I’d say that depends on who the “us” is. If it’s big, expensive, monopolistic, overpriced media giants — TV networks, TV studios, radio companies, newspaper companies — they are guaranteed to shrink radically and rapidly. They are screwed. But if “us” is new, small guys who are not addicted to big production luxuries — for whom the definition of big enough is many, many times smaller — there is still plenty to go around — but only if, again, we have the infrastructure in place to make it make it easy for advertisers to support us. We little guys are stuck in Chaos 1.0; we’re not ready for the advertisers. The big guys are stuck in Chaos 2.0; they’re seeing advertisers find better alternatives. And if we’re all not careful, the pie will, in fact, shrink. That’s new.

Says Garfield:

It’s a world in which Canadian trees are left standing and broadcast towers aren’t. It’s a world in which consumer engagement occurs without consumer interruption, in which listening trumps dictating, in which the internet is a dollar store for movies and series, in which ad agencies are marginalized and Cannes is deserted in the third week of June. It is a world, to be specific, in which marketing — and even branding — are conducted without much reliance on the 30-second spot or glossy spread.

Because nobody is much interested in seeing them, and because soon they will be largely unnecessary. . . .

He recites a requiem litany in the media business since his first chaos piece: MTV, Time Inc laying off. . . CBS spun off from Viacom “lest the broadcast business impede growth and depress shareholder value” . . . broadcast networks shutting out their distribution partners to give us shows directly online. . . NBC giving up on the 8 p.m. hour to give us dreck . . . big, bad Clear Channel doesn’t take over the world but is taken over by private equity. . . Knight Ridder and Tribune melt like witches on water and McClatchy doesn’t turn out to be in Oz. . . DVRs will reach half of U.S. households in three years and once we’re all skipping ads, advertisers say they’ll skip TV. . . TV upfront is down. . . Coke and J&J pull out of upfront. . .

Yup, screwed.

But marketers aren’t crying, or shouldn’t be. He continues:

What is certain is that the Brave New World, when it emerges, will be far better for marketers than the old one. What is nearly as certain is that many existing ad agencies and some media agencies will be left behind. And the reason they will be left behind is their stubborn notion that they can somehow smoothly transition to a digital landscape.

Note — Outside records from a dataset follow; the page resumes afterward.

PR #147, opened 2019-10-31
Removed EBI layer on PWA-related pipelines

JAlvarezJarreta:
Ticket [ENSCOMPARASW-2486](https://www.ebi.ac.uk/panda/jira/browse/ENSCOMPARASW-2486) (part 2/7).

PR #154, opened 2019-11-04
Removed EBI layer on newly added Metazoa pipelines

JAlvarezJarreta:
Ticket ENSCOMPARASW-2486.


JAlvarezJarreta:
The last commit has to do with the last changes in [PR#151](https://github.com/Ensembl/ensembl-compara/pull/151).

JAlvarezJarreta:
> Same as in #147: use `tweak_analyses` rather than `pipeline_analyses` in their LastZ
> 
> Also,
> 
> ```perl
>         'alignment_db'    => 'compara_curr',
>         'curr_release_db' => 'compara_curr',
> ```
> 
> should be in the main Synteny_conf since it's the default way we want it to run

The last commit has to do with the last changes in [PR#151](https://github.com/Ensembl/ensembl-compara/pull/151).

PR #156, opened 2019-11-11
Calculate ortholog_quality for polyploid genomes

CristiGuijarro:
The pipeline was running on both the components and principal genomes, this meant that the data were not correctly collaborating. Only protein tree data is stored for the components and not on the principal genome db id for the polyploids, and the rest of the alignment data and mlsses are only available on the principal. The fix takes the genomic alignment data from the principal to calculate the scores for the components. Now the ortholog_quality writes output for the components and not the principal genome db ids.

### DIFF
--- a/modules/Bio/EnsEMBL/Compara/RunnableDB/OrthologQM/CalculateWGACoverage.pm
+++ b/modules/Bio/EnsEMBL/Compara/RunnableDB/OrthologQM/CalculateWGACoverage.pm
@@ -122,7 +122,9 @@ sub fetch_input {
 =cut
 
 sub run {
-	my $self = shift;	
+	my $self = shift;
+	my $dba  = $self->get_cached_compara_dba('pipeline_url');
+	my $gdba = $dba->get_GenomeDBAdaptor;
 
 	my @orth_batch = @{ $self->param_required('orth_batch') };
 	my %aln_ranges = %{ $self->param_required('aln_ranges') };
@@ -130,8 +132,6 @@ sub run {
 	my (@qual_summary, @orth_ids);
 	foreach my $orth ( @orth_batch ) {
 		my @orth_dnafrags = @{ $orth->{ 'orth_dnafrags'} };
-		my @aln_mlss_ids  = @{ $self->param_required( 'aln_mlss_ids' ) };
-
 		my $orth_ranges    = $orth->{ 'orth_ranges' };
 		my $homo_id        = $orth->{'id'};
 		my $this_aln_range = $aln_ranges{ $homo_id  };
@@ -144,7 +144,11 @@ sub run {
 		if ( defined $exon_ranges ){
 			foreach my $aln_mlss ( keys %{ $this_aln_range } ){
 				foreach my $gdb_id ( sort {$a <=> $b} keys %{ $orth_ranges } ){
-					my $combined_coverage = $self->_combined_coverage( $orth_ranges->{$gdb_id}, $this_aln_range->{$aln_mlss}->{$gdb_id}, $exon_ranges->{$gdb_id} );
+					# Make sure that if this is a component gdb_id it refers back to the principal. The exon and ortholog data is on the components and not on the principal, but the aln_mlss is only on principal
+					my $gdb = $gdba->fetch_by_dbID($gdb_id);
+					my $principal_gdb = $gdb->principal_genome_db;
+					my $principal_gdb_id = $principal_gdb ? $principal_gdb->dbID : $gdb_id;
+					my $combined_coverage = $self->_combined_coverage( $orth_ranges->{$gdb_id}, $this_aln_range->{$aln_mlss}->{$principal_gdb_id}, $exon_ranges->{$gdb_id} );
 					push( @qual_summary, 
 						{ homology_id              => $homo_id, 
 						  genome_db_id             => $gdb_id,


modules/Bio/EnsEMBL/Compara/RunnableDB/OrthologQM/CalculateWGACoverage.pm
```diff
@@ -122,16 +122,16 @@ sub fetch_input {
...
+	my $dba = $self->get_cached_compara_dba('pipeline_url');
+	my $gdba = $dba->get_GenomeDBAdaptor;
 
 	my @orth_batch = @{ $self->param_required('orth_batch') };
 	my %aln_ranges = %{ $self->param_required('aln_ranges') };
 
 	my (@qual_summary, @orth_ids);
 	foreach my $orth ( @orth_batch ) {
 		my @orth_dnafrags = @{ $orth->{ 'orth_dnafrags'} };
-		my @aln_mlss_ids  = @{ $self->param_required( 'aln_mlss_ids' ) };
```
CristiGuijarro: This array is redundant, so I removed it

modules/Bio/EnsEMBL/Compara/RunnableDB/OrthologQM/CalculateWGACoverage.pm
```diff
@@ -144,7 +144,12 @@ sub run {
 		if ( defined $exon_ranges ){
 			foreach my $aln_mlss ( keys %{ $this_aln_range } ){
 				foreach my $gdb_id ( sort {$a <=> $b} keys %{ $orth_ranges } ){
-					my $combined_coverage = $self->_combined_coverage( $orth_ranges->{$gdb_id}, $this_aln_range->{$aln_mlss}->{$gdb_id}, $exon_ranges->{$gdb_id} );
+					# Make sure that if this is a component gdb_id it refers back to the principal. The exon data is all on the components and not on the principal, but the ortholog info and aln_mlss is only on principal
+					my $gdb = $gdba->fetch_by_dbID($gdb_id);
+					my $components = $gdb->component_genome_dbs($gdb_id);
```
JAlvarezJarreta:
```suggestion
```
You don't seem to be using this for anything.

CristiGuijarro: Yes, I meant to remove that, thanks

modules/Bio/EnsEMBL/Compara/RunnableDB/OrthologQM/CalculateWGACoverage.pm
```diff
@@ -122,16 +122,16 @@ sub fetch_input {
 =cut
 
 sub run {
-	my $self = shift;	
+	my $self = shift;
+	my $dba = $self->get_cached_compara_dba('pipeline_url');
```
JAlvarezJarreta:
```suggestion
	my $dba  = $self->get_cached_compara_dba('pipeline_url');
```

modules/Bio/EnsEMBL/Compara/RunnableDB/OrthologQM/CalculateWGACoverage.pm
```diff
@@ -144,7 +144,11 @@ sub run {
 		if ( defined $exon_ranges ){
 			foreach my $aln_mlss ( keys %{ $this_aln_range } ){
 				foreach my $gdb_id ( sort {$a <=> $b} keys %{ $orth_ranges } ){
-					my $combined_coverage = $self->_combined_coverage( $orth_ranges->{$gdb_id}, $this_aln_range->{$aln_mlss}->{$gdb_id}, $exon_ranges->{$gdb_id} );
+					# Make sure that if this is a component gdb_id it refers back to the principal. The exon data is all on the components and not on the principal, but the ortholog info and aln_mlss is only on principal
+					my $gdb = $gdba->fetch_by_dbID($gdb_id);
+					my $principal_gdb = $gdb->principal_genome_db;
+					my $principal_gdb_id = $principal_gdb ? $principal_gdb->dbID : $gdb_id;
+					my $combined_coverage = $self->_combined_coverage( $orth_ranges->{$gdb_id}, $this_aln_range->{$aln_mlss}->{$principal_gdb_id}, $exon_ranges->{$gdb_id} );
```
carlacummins: You said in the comment (line 147) that ortholog info is on the principal, so shouldn't this be
```suggestion
					my $combined_coverage = $self->_combined_coverage( $orth_ranges->{$principal_gdb_id}, $this_aln_range->{$aln_mlss}->{$principal_gdb_id}, $exon_ranges->{$gdb_id} );
```
?

CristiGuijarro: I need to alter the comment, I counted the ortholog information under protein trees

muffato:
It took me a while to understand what is going on. In the end, what helped me is @carlacummins 's explanation at the group meeting. The homology dumps include the genome_db_id of each member, which are still the component ones when the dumps are created, and these genome_dbs_ids are here the keys of `$orth_ranges`. On the other hand, `$this_aln_range->{$aln_mlss}` has the genome_db_ids of the alignment (line 106), which are the principal ones.
So the bugfix is to map the component genome_db_ids of the orthologs to the principal genome_db_ids so that they can match. However I think your change would fit better in `prepare_orthologs` because the latter is supposed to hash the orthologs info the right way for `calculate_wga_coverage`.

In terms of timing and synchronisation:
1. `prepare_orthologs` queries the `gene_member` and `exon_boundaries` tables by genome_db_id. It needs to have the component genome_db_ids if run _before_ the members are moved, and the principal genome_db_ids if run _after_ the members are moved. In the pipeline, these genome_db_ids come from `ortholog_mlss_factory` which filters the list of all possible pairs of genome_db_ids (incl. principal _and_ component ones) down to the pairs that have an ENSEMBL_ORTHOLOGUES mlss. Since the latter are only created for the principal genome_db_ids (see Utils::MasterDatabase::create_homology_mlsss), this means that currently the pipeline must run _after_ the members have been moved back to the principal genomes in order to be able to get exon boundaries. If we want to be able to run the pipeline before the members are moved, we could for instance make the fetching of exons expand the list of genome_db_ids to the component ones.
2. `prepare_orthologs` gets the dnafrag_id of each member, and passes the information to `calculate_wga_coverage` to query the alignment database (line 94). Since the alignments are on the principal genome_dbs too, here again this means that the orthologs must have been moved to the principal genome _before_ the pipeline is run. If we want to be able to run the pipeline before the members are moved, we could for instance make `prepare_orthologs` convert the dnafrag_ids when in presence of component ones.

I don't think we need to make these changes, but we need to document the dependency very clearly. The WGA pipeline can start:
* for Vertebrates: when `homology_id_mapping` is done 
* for Plants: when `move_back_component_genes` is done

On a related note, `ortholog_mlss_factory` is currently not able to select ENSEMBL_HOMEOELOGUES mlss_ids. I will create another ticket for that, that requires self-alignments of polyploids to be sorted out. That would require moving away from using genome_db_ids to differentiate between the members in the input of `calculate_wga_coverage`

carlacummins:
@muffato : Currently, `prepare_orthologs` is reading orthologs from the homology dumps and there is no step to alter the dump files to move things back to components, so as it stands, the dependency for plants to wait for `move_back_component_genes` is not exactly correct either. Given what you've said above, we can either make the changes you've suggested __or__ make `move_back_component_genes` update the genome_db_ids in the dump files.

muffato:
Why is not correct to say that the WGA pipeline requires `move_back_component_genes` ? (for Plants)

muffato:
I was only exposing what I think would be needed if we want to be able to start the WGA pipeline earlier, i.e. as soon as `homology_id_mapping` is done, before `move_back_component_genes`. But I don't think we need to. The pipeline is quick enough and we can easily manage that dependency. You may face that, though, in https://www.ebi.ac.uk/panda/jira/browse/ENSCOMPARASW-2024 but that's another story

carlacummins:
> Why is not correct to say that the WGA pipeline requires `move_back_component_genes` ?

Because WGA now uses the homology dumps to fetch orthologs and `move_back_component_genes` doesn't touch the files, so they will still contain component-level data afterwards

muffato:
We talked with Carla and decided to file two more Jira tickets about the handling of polyploids:
- Make the pipeline work on orthologies that are still on the component genome_db_id/dnafrag_ids, to allow running the pipeline before `move_back_component_genes`
- Make the pipeline work on homeoelogues too
And one (not much related to this PR) about running WGA off the production alignment databases directly. We believe some changes that have been made to the code alleviate the need to copy all the alignments to the local database. This would remove a serious overhead and would simplify embedding the WGA pipeline in the protein-trees pipeline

He argues that TV has been kept afloat artificially:

But TV isn’t really in the program-distribution business. It’s in the audience-selling business, and there the economics of scarcity still stubbornly reign. Because no other medium offers the reach of TV, advertisers have continued to pay more and more per thousand viewers — which is why Mr. Moonves is commanding higher CPMs; the upfront market has not yet plummeted; and video advertising on the internet, according to eMarketer, will amount to a paltry $775 million in 2007. On TV, it is $65 billion.

But economics will have its due. The law of diminishing returns will eventually prevail. Those who have perennially spent more and more for less and less will finally say, “No more,” and take their money online — whether there is sufficient ad inventory or not. . .

Mass advertising flourished in the world of mass media. Not because it was part of God’s Natural Order but because the two were mutually sustaining. . . . So why assume that either must transition to the new model? Not only is it economically nonsensical, it squanders the very nature of the digital universe, the ability to speak with — not to, but with — the narrowest communities and individuals themselves.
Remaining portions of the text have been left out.